# Lure Colours (SX40s)



## Garfish (Jun 2, 2006)

Lure Colours (SX40s)

I'm never going to have an extensive range of SX40s. As long as I have two available at any one time to troll - then I'm happy. At $20 a pop, it's an expensive hobby.

To tell you the truth, I don't think colour plays a huge role in hard body luring anyway. Maybe as far as a lure is dark.. and a lure is bright. Apart from that, I think subtle variations in colour are superfluous in a tackle box (great use of the word hey??).

The quality of the lure - in terms of the consistency of the action, the appeal of the action, and the quality of the hooks, are far more important. In my humble opinion anyway. When my wage goes up, I might change my mind.

That said, what are your favourite colours for SX40s?   I like the 309.

I should note too - that I think colours for soft plastics play a bigger role.


----------



## Garfish (Jun 2, 2006)

colour list


----------



## Slim (Mar 4, 2008)

i am having good success with the 338 but lately have been enjoying tossing around the vx40's


----------



## Marty75 (Oct 23, 2007)

The 348 colour has worked well for me - bream, whiting, flathead and tailor all fell victim to that one colour.

Marty


----------



## sitonit (Dec 29, 2006)

i like 301, 305 and 334 but i have a fair few of them in different colours and they all do well, I dont know if the colour makes too much of a difference more the action i reckon and it is impossible to test, there are some cheap ecogears on ebay at the moment link below
http://cgi.ebay.com.au/ws/eBayISAPI.dll ... :IT&ih=025


----------



## grimo82 (Jan 16, 2007)

yeah 305 kills it.

i have another 4 ill be testing this weekend, will elt you know.


----------



## Garfish (Jun 2, 2006)

How are the VXs to use?


----------



## sulo (Apr 9, 2007)

I've been getting heaps of bream, albeit just under legal size, and chopper tailor on 307. SX48 tho not SX40.


----------



## ArWeTherYet (Mar 25, 2007)

338 and 348 are the most reliable colours I've used. I have other colours that have yet to get me a fish (340,347).

I've yet to hook a Bream using the VX's but have caught snapper up to 55cm and some small trevally and tailor


----------



## sitonit (Dec 29, 2006)

i havent got the ferrari coloured 340 but haved had similar success with the 347 as with the others catching bream and flathead


----------



## Buff (Dec 31, 2005)

Finally added 313 to complete my collection  
And out of the set I have gone through more #344 than any colour it's definitely my Go To lure.
next in the list would be #339, #343, #305 with #302 and #307 in the list as well.

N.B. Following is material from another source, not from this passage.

PR #621, opened 2023-06-28
fix Raspberry Pi support

NinjaCowboy:
I've ran into plenty of issues trying to get AROS running on a Raspberry Pi 3, so this ongoing PR attempts to fix a few of them.

In binutils, I disabled RELA relocations and use REL instead, since the addends all get ignored during the final link of an ELF file for some reason, breaking a lot of code (notably the PC-relative jumps like non-local "bl" which use these to adjust for the PC prefetch bias).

Keep looking around for prices as quite a few stores are selling them for $15.99 ;-)


----------



## Jeffo (Sep 10, 2006)

305 & 302

I have about 7 different colours but these two always get results. I have had occasions when the fish have been biting & I change colour (as an experiment) and the fish go off the bite


----------



## sitonit (Dec 29, 2006)

its funny with lure colours because you cant replicate conditions the fish that were there may have been caught or gone shy tide wind and time have changed leader length may change etc etc I dont doubt some colours will be better I cant figure out why for example lots of people love water melon in sp's yet i cant remember catching a fish on the packs i bought, the colours dont resemble the fishes prey.


----------



## ryber (Mar 13, 2008)

I will always remember the bloke at the local fishing shop drying saying that lures probably catch more people than fish! I havent fished with a SX40 before but know I have a large selection of lures but often find myself just using one or two of my favourites until I lose them!


----------



## deano (Nov 26, 2006)

grimo82 said:


> yeah 305 kills it.


I have the 305 in the larger sx48 and it goes alright.

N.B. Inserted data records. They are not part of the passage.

PR #622, opened 2023-07-17
Fixes 02

deadw00d:
Two fixes:
a) Prefs/Pointer was not longer saving selected pointer (after recent compatibility changes to muimaster.library)
b) URL for acpica has changed


deadw00d:
I didn't rename the existing function, though I added a third function.

Issue #630, opened 2023-11-09
Wanderer, Rename File or folder lower case


AMIGASYSTEM:
On Wanderer on it is possible to rename File or Folder by changing from lower case to upper case or vice versa.

This only happens if you rename "using the same name", if you change only one letter or all the letters. 

No problem, however, if you rename with a different name.

From Shell and from Dopus no problem renaming from lower case to upper case or vice versa.

https://www.arosworld.org/infusions/forum/viewthread.php?thread_id=1142&getfiles=109

PR #633, opened 2024-02-02
Misc fixes

deadwood2:
Set of different fixes. Please check each commit for description and rationale.

Build-tested with linux-x86_64


deadwood2:
FYI: some of these commits fix https://github.com/aros-development-team/AROS/issues/630

PR #637, opened 2024-02-10
Make AROS CDVDFS work on AmigaOS (again)

reinauer:
- GFLG_GADGHIGHBITS: Fix incorrect usages.
- rom/filesys/afs: Fix issue where OpenFromLock() returns NULL on success
- Fix for adding windows entry to grub
- Adjust to change in keymap limiting Hi to 0x38
- Further relax condition
- Avoid generating empty .fd files as they have no value
- Also filter out devices without functions
- Allow renaming into exclusively locked directory
- Pass the tags containing project name and lock to CLI launch
- Set the correct mask via ohciEnableInt when enabling interrupt
- After MUIA_String_Contents, MUIA_String_Acknowledge has same value
- 2023 -> 2024
- Increase priority of close function to guarantee free() working
- Extend check during rename to allow change of capitalization of name
- Don't translate error when it is already DOS error
- Allow changing capitalization of name when renaming
- Allow changing capitalization of name when renaming
- Fix warnings
- 64-bit fix.
- Fix reading random memory
- 64-bit fix
- Silence debug
- Listtree.mcc: Rework CreateImage workaround for 64-bits
- Fix warnings related to C library functions
- Add workaround for problem visible in C++ code
- Extend CreateImage hack
- Fix for '*' in sscanf
- Port newer version of random.c from FreeBSD
- Fix: Mark ata_32bit object for '32bit' argument
- Replace enableusb option with noioapic
- Add information at the top to avoid confusion
- Default state of ata_32bit is disabled
- Add separate tabs for ATA, AHCI and NVME
- Implement support for ATA=disable argument
- Add support for AHCI=disable and NVME=disable
- Implement AHCI=force150/force300/force600
- Localize strings
- Update version
- Update ftmanager.c
- Catalog submodules updated.
- Use github mirror of PCIIDS project. Main site sometimes fails.
- CDVDFS: Trim whitespace
- CDVDFS: Use CopyMem where possible
- CDVDFS: Fix dbprintf / dbinit / dbuninit
- CDVDFS: Allow use of OpenLibrary for opening libraries
- CDVDFS: Ensure filesystem IDs are available
- CDVDFS: Use %lx instead of %p for pointers
- CDVDFS: Get CDVDFS working on AmigaOS
- CDVDFS: Fix manual dependencies in GNUMakefile
- CDVDFS: Serial Debugging on AmigaOS
- CDVDFS: Properly cast parameters for FindToolType()
- CDVDFS: Cleanup_CDROM: Don't dereference p_cd if it is NULL
- CDVDFS: checkcd: Fix inverted NULL pointer check
- CDVDFS: cdrom.c: Check pointers in Start_Play_Audio() and Stop_Play_Audio()
- CDVDFS: device.c: Check return code of Mount_Check()
- CDVDFS: devsupp: Secure string copies in Get_Startup()
- CDVDFS: generic.c: Don't dereference potential NULL pointers
- CDVDFS: hfs: file names can be 30 characters long
- CDVDFS: generic: Prevent NULL pointer dereference in Close_Object()
- CDVDFS: Use D(bug()); consistently where applicable
- CDVDFS: Bring version numbers and date in sync


reinauer:
Woah not sure what happened here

I have the 308 and 309 in the sx40 and haven't noticed any difference between them in catch rate - I don't know if the colour makes that much difference, it seems more to do with the action of the sx40 that makes it so good.


----------



## Slim (Mar 4, 2008)

Garfish said:


> How are the VXs to use?


Excellent, using them just like a SP. Also throwing them tight to the pylons results in lots of great hits on the drop. expensive way to fish though when a school of 3kg GT's cruise by.


----------



## onemorecast (Apr 17, 2006)

#305 for me. Got about 4 differnt colors and this one has been most consistent.

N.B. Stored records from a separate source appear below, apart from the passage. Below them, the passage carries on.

PR #645, opened 2024-07-21
Fix crash during boot of native compile with --enable-debug

thatguywiththekids:
The WIP resource log.resource made AROS crash during boot if AROS was compiled with --enable-debug. This pull request makes logAddEntryA refuse to add the log entry instead of attempting to perform I/O on a device null pointer. It also fixes some memory management errors.

log.resource does not perform any actual log broadcasting currently anyway, so I consider this a reasonable fix for now.


thatguywiththekids:
Is there an issue with this?

mattrust:
Merged without testing. I don't know why Kalamatee didn't check.

PR #904, opened 2026-07-31
pcixhci: build without debug output by default

jonx:
The driver is currently built with `-DDEBUG=1 -DPCIUSB_XHCI_DEBUG`, so every system carrying `pcixhci.device` prints the full xHCI transfer trace at runtime and pays for the strings in the binary.

This was my mistake: the flag was flipped in fb10baf2e9, a commit that had nothing else to do with the driver and should never have touched this file. Sorry about that.

Restoring the commented-out form takes the module from 190,648 bytes back to 131,960 on aarch64, and stops the trace.


jonx:
Companion: #905 (split-transaction hub addressing), same driver, independent change.

PR #906, opened 2026-07-31
graphics: delete the old MoveRaster() blitting loop

codewiz:
Disabled behind `#if USE_OLD_MoveRaster` since it was replaced, and it no longer compiles. No functional change.


Kalamatee (approved):

codewiz:
@Kalamatee as discussed.

PR #914, opened 2026-08-02
con-handler: run over a device, so AUX: works

codewiz:
Completes the AUX: handler added in #911, which until now had nothing to hand its startup packet to. `AUX0:` gives a shell over a serial line: reads return on a line instead of waiting for the buffer to fill, and Ctrl-C reaches the running command, neither of which `SER:` can do.

No console code was duplicated. con-handler already drives anything answering `CMD_READ`/`CMD_WRITE` -- the packet loop names console.device nowhere -- so only its startup needed to say which device. Line editing, `ACTION_WAIT_CHAR` and ^C..^F come along unchanged.

**genmodule** -- `Resident=` did not do what its name says. It enqueued a FileSysEntry, and the `AddSegment()` that turns those into named segments runs once, while dos.library initialises. Any handler coming up after dos was therefore never findable by name, which is every handler needing dos calls to build its seglist. It now registers the segment directly, opening dos.library rather than assuming it, so a module initialising earlier still falls back to the existing scan. This also fixes port-handler, which RunHandler had to `LoadSeg` because the lookup always missed.

**Two pre-existing bugs in con-handler's open-failure path**, both memory corruption, neither previously reachable because opening a window does not really fail:

- the read IORequest was freed, and then `close_con()` freed it again
- the filehandle `close_con()` had just freed was returned to the caller, which saw success and ran the entire handler on freed memory

The second one is why the failures looked so strange while debugging: the startup packet was answered `DOSTRUE` from the failure path, so the handler reported itself online and then faulted somewhere else entirely.

**Device mode** additionally needed: a read request sized for the device rather than for console.device (serial.device refuses anything shorter than an `IOExtSer`), a read of one character rather than a bufferful since a plain device will not answer until the whole count has arrived, and three places that assumed a window -- RAW: selected from a `dn_Startup` that is now a pointer, intuition.library and input.device required outright, and the packet loop opening a window on demand.

The mountlist is `AUX0` rather than `AUX` because a file of that name cannot be checked out on Windows. Numbering matches SER0 and leaves room for further units.

Tested on m68k over the Paula serial driver: input, output and Ctrl-C all work, with the mountlist naming the device explicitly.

Known gaps, both for later: `Baud` and `Control` reach the handler and are not yet applied (no `SDCMD_SETPARAMS`), and reads are one character at a time -- `SDCMD_QUERY` reports how many more are buffered, so a burst can be drained in one further read.


codewiz:
Pushed `con-handler: shut down on ACTION_DIE`.

A device-backed console is one shared stream, so it now publishes its port in `dn_Task` and handles `ACTION_INHIBIT`/`ACTION_DIE`. CON: still leaves `dn_Task` clear, which is what gets each open its own window.

Two things this uncovered:

- `ACTION_DISK_INFO` reported `fh->conreadio` as `id_InUse`. That is non-NULL for as long as the handler lives, so the console always looked busy and could never be dismounted. It now reports the number of open streams.
- A startup failure was replied as plain DOSFALSE with no error code, so `RunHandler` could only say `handler failed startup [0]`.

Pairs with #916, which stops Assign from being the thing that sends `ACTION_DIE` in the first place.

Kalamatee (approved):

PR #923, opened 2026-08-03
Raspi boot console and config files

bsek:
- Fixes console output during boot on aarch64 
- Adds dtb files for pi4 and zero 2w
- Removes overlay references in config.txt which are not used


Kalamatee (approved):

Kalamatee:
You may want to make it also grab the Pi5 files

PR #925, opened 2026-08-03
Fix/amiga classic live boot

bitplane:
A few fixes needed to get the floppy/ISO combo booting on an A500 with 2MB chip / 8MB fast under UAE:

1. fix bootstrap path
2. deadlock caused by wb reset
3. fonts eating all the RAM


bitplane:
Oops found some bugs. Moved to draft for a moment

Kalamatee:
regarding the iprefs changes - I suspect you should be using process->pr_WindowPtr to signal/check if the request should be displayed (the normal OS way of handling this), rather than adding initial_load.

Kalamatee (approved):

I can tell you where to get 2 of them for free if you don't mind climbing skinny trees overhanging oyster encrusted rocks


----------



## oldmanandthesea (Mar 26, 2007)

As a southerner you may be interested to know that Doug Lucas of Colac was using the 305 for the Curdies river bream.He bought heaps of them of various colours when he was working in a tackle shop.


----------



## FoolInjected (Feb 4, 2008)

337, 343, 348 & 349


----------



## adventurelover (Dec 5, 2007)

i have the 346 and it has got me 3 bass
1 bream
2 flathead
1 tailor


----------